Turkey’s municipal elections were held on 31 March 2024, just nine months after the presidential and parliamentary elections that returned Recep Tayyip Erdogan to the presidency and gave the Justice and Development Party (AKP) and its ally, the Nationalist Movement Party (MHP), a parliamentary majority. While local elections do have the import of national polls, they are a good indicator of trends in public opinion and the relationship between the governing party and its grassroots base.
The largest opposition party, the Republican People’s Party (CHP), came out in first place, taking roughly 37 percent of all votes across the country, the first time since 1977 that it has won the largest share of votes in any election. It edged out the AKP by just 2 percent, but the narrow margin had a tremendous impact on the distribution of seats and municipalities held by the parties.
The AKP failed to regain Istanbul—long considered a mirror of the Turkish electoral landscape—even losing two traditionally conservative districts. It similarly failed to retake Ankara and Adana, which, like Istanbul, it lost in the 2019 elections. The AKP also lost the mayoralty of Urfa in the south, considered one of the party’s strongholds in the south. But the worst blow was AKP’s loss of its majority on the Ankara and Istanbul Municipal Councils, which he had retained in 2019 despite losing the mayoralty in both cities.
With the AKP vote share 8 points lower than in the 2019 elections, this round of local elections must be read as a major defeat for the party—its first since it took power in 2002.
The AKP defeat can be explained by several factors. Turnout was down nearly 7 percent from the 2019 elections, and many abstainers were doubtlessly previous AKP voters. In addition, a sizeable section of former AKP supporters defected to the conservative, Islamic-oriented New Welfare Party (YRP), which surprisingly came in third in total vote share. Both abstainers and swing voters were likely motivated by dissatisfaction with the fiscal and economic policies of the new Erdogan government, which have entailed high interest rates, continued inflation, and the lifting of subsidies on necessary goods, as well as with the government’s muted response to Israel’s war on Gaza.

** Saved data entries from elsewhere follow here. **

PR #285, opened 2024-10-03
refactor: Organize isc/move objects

howjmay:


clients/iscmove/isc.go
```diff
@@ -110,6 +99,43 @@ func (a1 Anchor) Equals(a2 *Anchor) bool {
...
 
+// test only
+type RandomAnchorOption struct {
+	ID            *sui.ObjectID
+	Assets        *AssetsBag
+	StateMetadata *[]byte
+	StateIndex    *uint32
+}
+
+func RandomAnchor(opt ...RandomAnchorOption) Anchor {
```
dessaya, line 110: IMO "test only" stuff should be in a separate package, like `iscmovetest`.

dessaya (approved):

clients/iscmove/isc.go
howjmay: fixed

PR #286, opened 2024-10-04
Fix/compilation tests

vitaliy-io:
did not touch foundries/native token creation


lmoe (approved):
Great! The concept of NFT as we have had it before does not exist anymore, which you correctly refactored with ObjectIDs. You did not change GetL2Nft to GetL2Object which I would keep as is for now. We can talk about that later. :)

nnikolash (commented):
I think you can replace `utxodb.FundsFromFaucetAmount` with `suiclient.FundsFromFaucetAmount` in `accounts_test.go`. I was not sure about it, but I've done it in my PR and Yanghao approved it 😅

PR #288, opened 2024-10-07
more fix

howjmay:


clients/iscmove/test_iscmove.go
```diff
@@ -0,0 +1,52 @@
+package iscmove
+
+// Everything in this file should be test only
```
dessaya: This is the same package `iscmove`.

What I proposed was moving this test code to a different package like `iscmovetest`, so that these functions are not available when you import `iscmove`.

howjmay: `iscmovetest` is created

sui-go/sui/test_sui.go
```diff
@@ -0,0 +1,23 @@
+package sui
+
+// TEST ONLY functions
+
+func RandomTransactionData() *TransactionData {
```
dessaya: Same here? :)

Test code should be separated from production code.

howjmay: moved!

dessaya (approved):

PR #589, opened 2025-04-14
audit: #66 fix TransactionByBlockNumberAndIndex index out of bound

howjmay:


packages/evm/jsonrpc/evmchain.go
```diff
@@ -434,6 +434,9 @@ func (e *EVMChain) TransactionByBlockNumberAndIndex(blockNumber *big.Int, index
 		return nil, common.Hash{}, 0, err
 	}
 	txs := block.Transactions()
+	if index > uint64(len(txs)) {
```
dessaya: shouldn't it be `>=` ?

howjmay: I changed couple more places have the same issue

dessaya (approved):

PR #590, opened 2025-04-14
 audit: #64 fix: Avoid requests with invalid allowance panic nodeconn

howjmay:


packages/nodeconn/chain.go
```diff
@@ -218,7 +219,8 @@ func (ncc *ncChain) subscribeToUpdates(ctx context.Context, anchorID iotago.Obje
 				ncc.anchorHandler(&anchor, l1Params)
 			case req := <-newRequests:
 				onledgerReq, err := isc.OnLedgerFromRequest(req, cryptolib.NewAddressFromIota(&anchorID))
-				if err != nil {
+				// Invalid allowance will make the request execution failed, so the onledger request object will be consumed
+				if err != nil && !strings.Contains(err.Error(), "failed to parse allowance") {
```
lmoe, line 223: I don't think an error string comparison is the way to go, especially here.

It's error prone if the error string ever changes and also, if we "ignore" the request here, ISC will pull it forever, rejecting it forever as the Request object doesn't suddenly vanish.

Imo we should consume the request in some way but provoking an error in the VM, as the allowance is invalid. 

Additionally, according to the issue, panicking here causes subscribeToUpdates to kill the Goroutine as a whole which was part of the issue.

@dessaya ?

lmoe (changes requested):

packages/nodeconn/chain.go
howjmay: I ignore the error here, and propagate the request to VM. I thought VM can consume the request and return `vm.ErrNotEnoughFundsForAllowance` error in `checkAllowance()`.
Isn't this a runtime VM error that the user can see in the receipt?

PR #599, opened 2025-04-18
refactor: Update outdated webapi endpoints and models

howjmay:


packages/webapi/models/core_accounts.go
```diff
@@ -2,36 +2,14 @@ package models
...
-
-type AccountNFTsResponse struct {
-	NFTIDs []string `json:"nftIds" swagger:"required"`
+	Coins []isc.CoinJSON `json:"coins" swagger:"required"`
 }
 
-type AccountFoundriesResponse struct {
-	FoundrySerialNumbers []uint32 `json:"foundrySerialNumbers" swagger:"required"`
+type AccountObjectsResponse struct {
+	ObjectIDs []string `json:"objectIds" swagger:"required"`
```
lmoe: We have access to the object type. I think it would be good to add that as well.

packages/webapi/models/L1.go
```diff
@@ -32,6 +32,7 @@ type StateAnchor struct {
 	Raw           string `json:"raw" swagger:"desc(The raw data of the anchor (Hex)),required"`
 }
 
+// TODO should be removed in the future
```
lmoe, line 36: Why should it be removed?

packages/webapi/controllers/corecontracts/controller.go
```diff
@@ -66,34 +58,13 @@ func (c *Controller) addAccountContractRoutes(api echoswagger.ApiGroup, mocker i
...
-
-	//nolint:unused
-	type foundryOutputParams struct {
-		chainID      string `swagger:"required,desc(ChainID (Hex Address))"`
-		serialNumber uint32 `swagger:"required,min(1),desc(Serial Number (uint32))"`
-	}
-
-	api.GET("chain/core/accounts/foundry_output/:serialNumber", c.getFoundryOutput).
-		AddParamPathNested(foundryOutputParams{}).
+	api.GET("chain/core/accounts/objectdata/:objectID", c.getObjectData).
```
lmoe: We don't store object data, so we can not return it

packages/webapi/models/node.go
```diff
@@ -11,8 +11,9 @@ type VersionResponse struct {
...
 
 type InfoResponse struct {
-	Version    string               `json:"version" swagger:"desc(The version of the node),required"`
-	PublicKey  string               `json:"publicKey" swagger:"desc(The public key of the node (Hex)),required"`
-	PeeringURL string               `json:"peeringURL" swagger:"desc(The net id of the node),required"`
-	L1Params   *parameters.L1Params `json:"l1Params" swagger:"desc(The L1 parameters),required"`
+	Version    string `json:"version" swagger:"desc(The version of the node),required"`
+	PublicKey  string `json:"publicKey" swagger:"desc(The public key of the node (Hex)),required"`
+	PeeringURL string `json:"peeringURL" swagger:"desc(The net id of the node),required"`
+	// FIXME we should define a new type in package webapi to adpot to to openapi client
```
lmoe: Then please do so

clients/apiextensions/assets.go
```diff
@@ -1,43 +1,21 @@
...
 import (
-	"strconv"
-
 	"github.com/iotaledger/wasp/clients/apiclient"
 	"github.com/iotaledger/wasp/packages/coin"
 	"github.com/iotaledger/wasp/packages/isc"
 )
 
-// TODO: Handle Coins (other than base tokens) and Objects
+// TODO: Handle Objects
```
lmoe: Might make sense to just have one balance route, which returns everything an account has. Coins and Objects. Then I'd make sense to add objects here

lmoe (changes requested):
lgtm, please implement/remove any added comment

packages/webapi/models/L1.go
howjmay: The user who want to examine the past versions of Anchor can use `iota_tryGetPastObject`. And we already have a metric about `StateAnchor`. Not sure how much useful that a metric of StateTransaction is

clients/apiextensions/assets.go
howjmay: Should I rename this func for Balance ( Coins) only?

PR #616, opened 2025-05-01
store entropy in blocklog, for tracing

### LINKED ISSUE #639: Improve entropy tracing

dessaya:
closes #639


lmoe:
This looks good, but is a breaking change so don't merge it yet.

packages/vm/core/blocklog/blockinfo.go
```diff
@@ -30,6 +34,46 @@ type BlockInfo struct {
 	NumOffLedgerRequests  uint16
 	GasBurned             uint64     `bcs:"compact"`
 	GasFeeCharged         coin.Value `bcs:"compact"`
+	Entropy               hashing.HashValue
+}
+
+func init() {
+	bcs.AddCustomEncoder(func(e *bcs.Encoder, bi *BlockInfo) error {
```
chriscandless: First of all, this is not incorrect. However, I think there is a better way of doing it - defining method of BlockInfo (see `MarshalBCS(e *bcs.Encoder) error` through the code).
This `AddCustomEcoder` thingy was introduces to support encoding of third-party types. But it is not very developer-friendly. So where possible it is better to create methods.

packages/vm/core/blocklog/blockinfo.go
```diff
@@ -30,6 +34,46 @@ type BlockInfo struct {
...
+		e.Encode(bi.SchemaVersion)
+		e.Encode(bi.BlockIndex)
```
chriscandless: Again, this is NOT incorrect. However, the more performant way of encoding plain types is to use specific calls instead of `Encode()`. E.g, `WriteUint32` for `uint32`, `WriteString` etc.

packages/vm/core/blocklog/blockinfo.go
```diff
@@ -30,6 +34,46 @@ type BlockInfo struct {
...
+		e.Encode(bi.Timestamp)
+		e.EncodeOptional(bi.PreviousAnchor)
+		e.Encode(bi.L1Params)
+		e.Encode(bi.TotalRequests)
+		e.Encode(bi.NumSuccessfulRequests)
+		e.Encode(bi.NumOffLedgerRequests)
+		e.WriteCompactUint64(bi.GasBurned)
+		e.WriteCompactUint64(bi.GasFeeCharged.Uint64())
+		if bi.SchemaVersion >= blockInfoSchemaVersionAddedEntropy {
```
chriscandless: To be honest, I'm not happy, that the library forced you to do all of this manually just because of one field. Not cool, library, not cool...
However, I dont know how could we make it better.

One possible solution is something like this:
```
type BlockInfo struct {
   BlockIndex uint32
   ...
   Entropy hashing.HashValue `bcs:"-"` // NOTICE how this field is excluded from automatic encoding
}

func (bi *BlockInfo) MarshalBCS(e *bcs.Encoder) error {
   type blockInfo BlockInfo // This type is needed to avoid recursive call to this same MarshalBCS
   var plainBlockInfo blockInfo = *b
   e.Encode(&plainBlockInfo)

   if bi.SchemaVersion >= blockInfoSchemaVersionAddedEntropy {
      e.Encode(bi.Entropy)
   }

   return nil
}
```

This way we can continue just adding fields and they will be automatically encoded, and those which were skipped can be explicitly encoded in `MarshalBCS`.
But IDK, it might look confusing to everyone except of me 😄 So not worth it...

I think one of the best ways of fixing it is to add some method, which will be called after encoding and in which developer can do more encoding. So it's the same as what I did in snipper above, but automatically.

packages/vm/core/blocklog/blockinfo.go
```diff
@@ -30,6 +34,46 @@ type BlockInfo struct {
...
+		d.Decode(&bi.NumOffLedgerRequests)
+		bi.GasBurned = d.ReadCompactUint64()
+		bi.GasFeeCharged = coin.Value(d.ReadCompactUint64())
+		if bi.SchemaVersion >= blockInfoSchemaVersionAddedEntropy {
+			d.Decode(&bi.Entropy)
+		} else {
+			// we are missing entropy information; assign some unique hash for the given block index
+			bi.Entropy = hashing.HashData(bcs.MustMarshal(&bi.BlockIndex))
+		}
+		return d.Err()
```
chriscandless: NOT incorrect, but you can just return `nil` here - the `Err()` exists in encoder to allow early check for errors and early return. If you dont care about it you can just return `nil` and the library will check `Err()` later automatically

packages/vm/core/blocklog/blockinfo.go
dessaya: Good point, I'll make that change :+1:

packages/vm/core/blocklog/blockinfo.go
dessaya: Yeah, I also spent some time thinking about this. I ended up with this solution, which is the simplest, even if it does have some repetition.

Using `bcs:"-"` is a good idea... but yeah, it seems a bit confusing.

packages/vm/core/blocklog/blockinfo.go
```diff
@@ -28,8 +32,46 @@ type BlockInfo struct {
...
 	NumSuccessfulRequests uint16 // which didn't panic
 	NumOffLedgerRequests  uint16
-	GasBurned             uint64     `bcs:"compact"`
-	GasFeeCharged         coin.Value `bcs:"compact"`
+	GasBurned             uint64            `bcs:"compact"`
+	GasFeeCharged         coin.Value        `bcs:"compact"`
+	Entropy               hashing.HashValue // since v1
+}
+
+func (bi *BlockInfo) MarshalBCS(e *bcs.Encoder) error {
```
dessaya, line 40: @chriscandless is this better?

For some values (e.g. timestamp) I'm still using Encode/Decode. Is there a better way?

Also, can you check that this does not break compatibility with schema version 0? The old struct is this: https://github.com/iotaledger/wasp/blob/24e99c374a8ef976e14330734d1f3fe45acc7db7/packages/vm/core/blocklog/blockinfo.go#L22

chriscandless: Regarding `Encode/Decode` thats' fine. `Write*()` functions are intended only for built-in BCS types or plain Go types.

Regardin compatibility, also seems good. You do not do any type casting, just using matching functions. And also u used EncodeOptional where `bcs:"optional"` was and `WriteCompact*()` where `bcs:"compact"` was. Seems all correct.
The only additional action you do is `bi.GasFeeCharged.Uint64()`, but it does not change anything, because `coin.Value` already was based on `uint64`.

You could also write a very simple test:
Encode some dummy BlockInfo using original code, and print the bytes. Then use those bytes in the decoding test. I think it is nice thing to have - it will continue be useful after we bring more versions of BlockInfo.

chriscandless (approved):

packages/vm/core/blocklog/blockinfo.go
dessaya: Thanks! I did that test in blocklog_test.go :)

PR #622, opened 2025-05-03
changed workflow to push to docker hub

shufps:
push imaged to docker hub (`iotaledger/wasp:...`)


lmoe:
Was added directly to main and dev. Thx!

PR #624, opened 2025-05-08
Fix/gosec linter

cwarnerdev:
Work on clearing `gosec` linter gripes. 

Notable commits:
- None! Moved to new branch :partying_face:

### DIFF
--- a/.github/workflows/build-test.yml
+++ b/.github/workflows/build-test.yml
@@ -55,6 +55,7 @@ jobs:
 
   golangci:
     name: Lint
+    if: false
     runs-on: ubuntu-latest
     steps:
       - uses: actions/setup-go@v5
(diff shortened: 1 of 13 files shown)


dessaya:
I'm not sure about changing the behavior of the zero timestamp in the VM. It has been working like this since forever and I don't know if the fix will have any consequences.

cwarnerdev:
> I'm not sure about changing the behavior of the zero timestamp in the VM. It has been working like this since forever and I don't know if the fix will have any consequences.

Yeah that's why I called it out specifically. It does seem like it could cause problems but also seems like something that should be made correct. I'll move the fixes that might cause issues to another branch so they can be further evaluated without blocking us from merging the simple ones.

dessaya (approved):

PR #644, opened 2025-05-22
Tmp

nnikolash:


packages/isc/assets.go
```diff
@@ -185,9 +185,15 @@ type ObjectSet struct {
...
+func NewObjectSet(objs ...IotaObject) ObjectSet {
+	items := make(map[iotago.ObjectID]iotago.ObjectType, len(objs))
+
+	for _, obj := range objs {
+		items[obj.ID] = obj.Type
+	}
+
 	return ObjectSet{
-		items: make(map[iotago.ObjectID]iotago.ObjectType),
+		items: items,
```
nnikolash, line 196: @dessaya U good with this?

packages/vm/core/accounts/assets.go
```diff
@@ -0,0 +1,19 @@
...
+		Objects: isc.NewObjectSet(s.getAccountObjects(agentID)...),
+	}
+}
+
+func (s *StateReader) GetTotalAssets() *isc.Assets {
+	return &isc.Assets{
+		Coins:   s.getFungibleTokens(L2TotalsAccount),
+		Objects: isc.NewObjectSet(s.getL2TotalObjects()...),
+	}
+}
```
nnikolash, line 19: Please guys review this. Is it correct, that total of fungible tokens is taken from "total" acount while objects are gathered from actual user accounts?

dessaya, line 19: Yes, this seems correct, although fetching all coins & objects is a "dangerous" operation (for both a single account and the total account) if we do not set a limit for the size (hence the `TODO: implement pagination`).

packages/webapi/controllers/corecontracts/accounts.go
```diff
@@ -22,10 +22,10 @@ func (c *Controller) getTotalAssets(e echo.Context) error {
 		return c.handleViewCallError(err)
 	}
 
-	nt := assets.NativeTokens()
 	assetsResponse := &models.AssetsResponse{
-		BaseTokens:   assets.BaseTokens().String(),
-		NativeTokens: nt.JSON(),
+		BaseTokens: assets.BaseTokens().String(),
+		Coins:      assets.Coins.JSON(),
```
dessaya, line 27: Won't the Coins also include the base tokens?

packages/webapi/controllers/corecontracts/controller.go
```diff
@@ -41,22 +41,14 @@ func (c *Controller) addAccountContractRoutes(api echoswagger.ApiGroup, mocker i
...
-		SetOperationId("accountsGetAccountFoundries").
-		SetSummary("Get all foundries owned by an account")
+	// api.GET("chain/core/accounts/account/:agentID/foundries", c.getAccountFoundries).
+	// 	AddParamPath("", "chainID", "ChainID (Hex Address)").
+	// 	AddParamPath("", "agentID", "AgentID (Hex Address for L1 accounts, Hex for EVM)").
+	// 	AddParamQuery("", params.ParamBlockIndexOrTrieRoot, params.DescriptionBlockIndexOrTrieRoot, false).
+	// 	AddResponse(http.StatusUnauthorized, "Unauthorized (Wrong permissions, missing token)", authentication.ValidationError{}, nil).
+	// 	AddResponse(http.StatusOK, "All foundries owned by an account", mocker.Get(models.AccountFoundriesResponse{}), nil).
+	// 	SetOperationId("accountsGetAccountFoundries").
+	// 	SetSummary("Get all foundries owned by an account")
```
dessaya, line 51: Don't be afraid to remove

packages/webapi/controllers/corecontracts/accounts.go
nnikolash: Yes. That's by "design" :)
`BaseTokens` is just a convenient way of gettings base tokens balance, which was there before rebased. Other options is to remove that field or exclude base tokens from coins. Both options does not sound very nice.

packages/webapi/controllers/corecontracts/controller.go
nnikolash: I'm not. But I saw a lot of other commented code related to fountries. And as we plan to eventually support them again I thought commenting them is better option then removing.

packages/webapi/controllers/corecontracts/accounts.go
dessaya: I would remove the BaseTokens field, or maybe better, change the json format to a map instead of list: `{"coinType": "amount"}`, so that you can get the base tokens by `result.coins["0x2::iota::IOTA"]`.

dessaya (approved):

PR #648, opened 2025-05-22
Use safecast for uint16 conversions in DKG implementation

cwarnerdev:


packages/dkg/node.go
```diff
@@ -254,7 +266,7 @@ func (n *Node) GenerateDistributedKey(
 		edSharedPublic,
 		edPublicShares,
 		n.blsSuite,
-		uint16(deriveBlsThreshold(&initiatorInitMsg{peerPubs: peerPubs})), // TODO: Fix it.
+		derivedThreshold, // TODO: Fix it.
```
kape1395: Do we still need this?
```
// TODO: Fix it.
```

kape1395 (approved):

packages/dkg/node.go
cwarnerdev: I'm not sure, that TODO was put there by you a few years ago :D I'm not sure what it's referring to. If you think it's time to remove it I can do so.

PR #658, opened 2025-05-29
Regenereated apiclient and docs

chriscandless:


tools/wasp-cli/chain/accounts.go
```diff
@@ -41,10 +41,14 @@ func initBalanceCmd() *cobra.Command {
 			log.Check(err)
 
 			header := []string{"token", "amount"}
-			rows := make([][]string, len(balance.NativeTokens)+1)
+			rows := make([][]string, len(balance.Coins)+1)
 
 			rows[0] = []string{"base", balance.BaseTokens}
-			for k, v := range balance.NativeTokens {
+			for k, v := range balance.Coins {
+				if v.CoinType == coin.BaseTokenType.String() {
```
chriscandless: NOTE: Not printing base token here to preserve old behaviour and to not have double print of same value when only base token is present.

tools/wasp-cli/chain/accounts.go
```diff
@@ -71,13 +75,13 @@ func initAccountObjectsCmd() *cobra.Command {
...
-				AccountsGetAccountNFTIDs(ctx, agentID.String()).
+			assets, _, err := client.CorecontractsAPI.
+				AccountsGetAccountBalance(ctx, agentID.String()).
 				Execute() //nolint:bodyclose // false positive
 			log.Check(err)
 
-			for _, nftID := range nfts.NftIds {
-				log.Printf("%s\n", nftID)
+			for _, obj := range assets.Objects {
+				log.Printf("%s: %s\n", *obj.Type.S, obj.Id)
```
chriscandless: IDK what is the most beautiful style to choose here. And ID is `[]int32`...

tools/wasp-cli/chain/blocklog.go
```diff
@@ -67,15 +67,15 @@ func fetchBlockInfo(ctx context.Context, client *apiclient.APIClient, args []str
 
 	blockInfo, _, err := client.
 		CorecontractsAPI.
-		BlocklogGetBlockInfo(ctx, uint32(index)).
+		BlocklogGetBlockInfo(ctx, int32(index)).
```
chriscandless: Seems there were multiple other changes after last client re-generation, so I fixed them also.

tools/wasp-cli/chain/accounts.go
dessaya: Maybe better to use `iotago.IsSameResource` here? Because the coin type might be abbreviated.

Also maybe add a `coin.IsBaseToken()` function or similar.

tools/wasp-cli/chain/blocklog.go
dessaya: But why the change? The block index is unsigned :thinking:

chriscandless: Yeah, had no time yesterday to find the cause. Was also surprised, but assumed it's ok because generator just uses our code, so if something changes it must be ok 😅
I'll try to figure that out today.

tools/wasp-cli/chain/accounts.go
chriscandless: Nice, I was not aware of that.
IMHO that function is a little hidden right now. How about making `IsSameResource` into method? Like `EqualStr`? Or `Equal` with reflection for both `ResourceType` and `string`? 

Regarding `IsBaseToken()` - I don't know... It feels like SOLID problem. `CoinType` is type for all coins, but for some reason it knows about some special instance of itself? I would prefer leaving it as is.

packages/coin/coin.go
```diff
@@ -56,6 +56,10 @@ func ValueFromString(s string) (Value, error) {
 
 var BaseTokenType = MustTypeFromString(iotajsonrpc.IotaCoinType.String())
 
+func IsBaseToken(t string) (bool, error) {
+	return BaseTokenType.EqualsStr(t)
+}
```
chriscandless, line 61: @dessaya Good?

tools/wasp-cli/chain/accounts.go
chriscandless: Updated - added `EqualsStr()` **method** and `IsBaseToken()` **function**.

tools/wasp-cli/chain/blocklog.go
chriscandless: Fixed. Was just using `make apiclient` instead of `make apiclient-docker`

dessaya (approved):

packages/isc/assets.go
```diff
@@ -173,14 +173,30 @@ func (c CoinBalances) Clone() CoinBalances {
...
+	return IotaObjectJSON{
+		ID:   o.ID.ToHex(),
+		Type: o.Type.ToTypeJSON(),
+	}
+}
+
+type IotaObjectJSON struct {
+	ID   string                `json:"id" swagger:"required,desc(Hex-encoded object ID)"`
+	Type iotago.ObjectTypeJSON `json:"type" swagger:"required"`
+}
```
dessaya, line 198: Why does this type need to exist? Can't `iotago.ObjectID` and `iotago.ObjectType` have `MarshalJSON()` and `UnmarshalJSON()` to be automatically handled?

Maybe add a comment explaining this?

dessaya (approved):

packages/isc/assets.go
chriscandless: This type is needed to generate documentation based on it.
How it works right now:
* We specify which type is returned when defining web api controller
* That type is used to generate open yaml doc
* That doc is used to generate client code

So to have `string` type for `ID` field we need to have this type as part of value returned in API route.

As far as I know we also had "mapper" before, which allowed to use actual types and map them onto their JSON representation. But I dont see we use it anymore - I see these `*JSON` types. So I've also added mine :)

chriscandless: @dessaya  Maybe I'm wrong and I should use mapper?
@lmoe do we still use it?

dessaya: I don't know about that mapper thing. But it seems unidiomaic to have to repeat the type definition just for JSON marshalling.

If it's unavoidable, maybe it's better to define the JSON doppelganger type in `models`?

chriscandless: Yeah, 💯 !
I just saw type `CoinJSON` in the same package and thought this is the way we do it. But I agree this type makes more sense in `models` package.

chriscandless: I'll merge this PR because it is waiting for too long, and I need it for my other task. But today I'll also separately review this question and maybe fix this

chriscandless: BTW, I would say it might be convenient to have these types. They solve multiple tasks: not only they define API and documentation, they can also be used to easily implement JSON encoding instead of manually doing stuff inside `MarshalJSON`. And it is more solid approach, than having that "mapper" thingy which uses JSON definition of API which can implicitly get obsolete anytime.

chriscandless: Afte I close my other PR related to on-ledger estimation I'll try to re-implement these *JSON types using mapper (after fixing it if required).

PR #660, opened 2025-06-02
Feat/koanf

cwarnerdev:
Initial removal of viper


tools/wasp-cli/cli/config/config.go
```diff
@@ -8,11 +8,13 @@ import (
...
+
+	"github.com/knadh/koanf/parsers/json"
+	"github.com/knadh/koanf/providers/file"
 
 	"github.com/samber/lo"
 
-	"github.com/spf13/viper"
+	"github.com/knadh/koanf/v2"
 
 	"github.com/iotaledger/wasp/clients/iota-go/iotaconn"
```
dessaya: Nit: too many empty lines here.
Whenever this happens I remove all empty lines and autoformat.

Maybe we want the linter to be more strict here? or is it just me that is bothered by this?

dessaya (approved):
Approving because I don't see nothing wrong with the change. Although looking at go.sum I don't see a big difference in the amount of dependencies. This will come later?

cwarnerdev:
> Approving because I don't see nothing wrong with the change. Although looking at go.sum I don't see a big difference in the amount of dependencies. This will come later?

Viper is still indirectly imported by our iotago package so there's not really any changes with it yet. This was just a functional change. Cleaning up iotago is next!

cwarnerdev:
Viper is fully removed now :pray:

dessaya (approved):
LGTM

Indeed, the YRP made the war a centerpiece of its electoral campaign.
Moreover, the AKP and MHP failed to coordinate their lists of candidates in several districts where they thought the CHP posed no threat. More importantly, most Kurdish voters outside of Kurdish-majority states threw their support behind the CHP, as did a notable slice of former Good Party voters. These factors served to give the CHP its best electoral showing in decades.
Some of the political implications of the elections are clear. In retaining the mayoralty of Istanbul by a wide margin, Ekrem Imamoglu has undoubtedly become the CHP’s next presidential candidate, regardless of his performance in office in the next few years.
The fortunes of the two nationalist parties, the MHP and the Good Party, continued to decline with these elections, while the popular base of the racist Victory Party has virtually evaporated. Both these trends will be met with a great deal of optimism on the right and left.
Despite the AKP’s loss, speculation that the results of these elections will advance the push for early presidential-parliamentary elections should not be taken seriously. But this is not to say that they will no impact on national politics. The government may make greater effort to alleviate the plight of more vulnerable citizens, though thus far there is no indication of an intention to retreat from the current policy of fiscal tightening.
On the other hand, if the president is planning to make fundamental changes to the system of government in the new draft constitution, these changes are now expected to be less radical. In particular, circles close to the president were reportedly considering lifting the two-term limit on the presidency, which would allow Erdogan to run again in 2028. Given the latest election returns, such a constitutional change is unlikely to pass. This presidential term will thus mark the end of Erdogan’s leadership of the country.
In his speech on the evening of elections, Erdogan commented on the defeat of his party, saying that local elections are not the end of the road. In other words, four years remain before the next election, during which the AKP will work to rebuild its relationship with its base. The question that the AKP will begin to ask, which will cast a shadow over Turkish politics, is whether a path will open before other AKP leaders to take up the task of renewal and reform.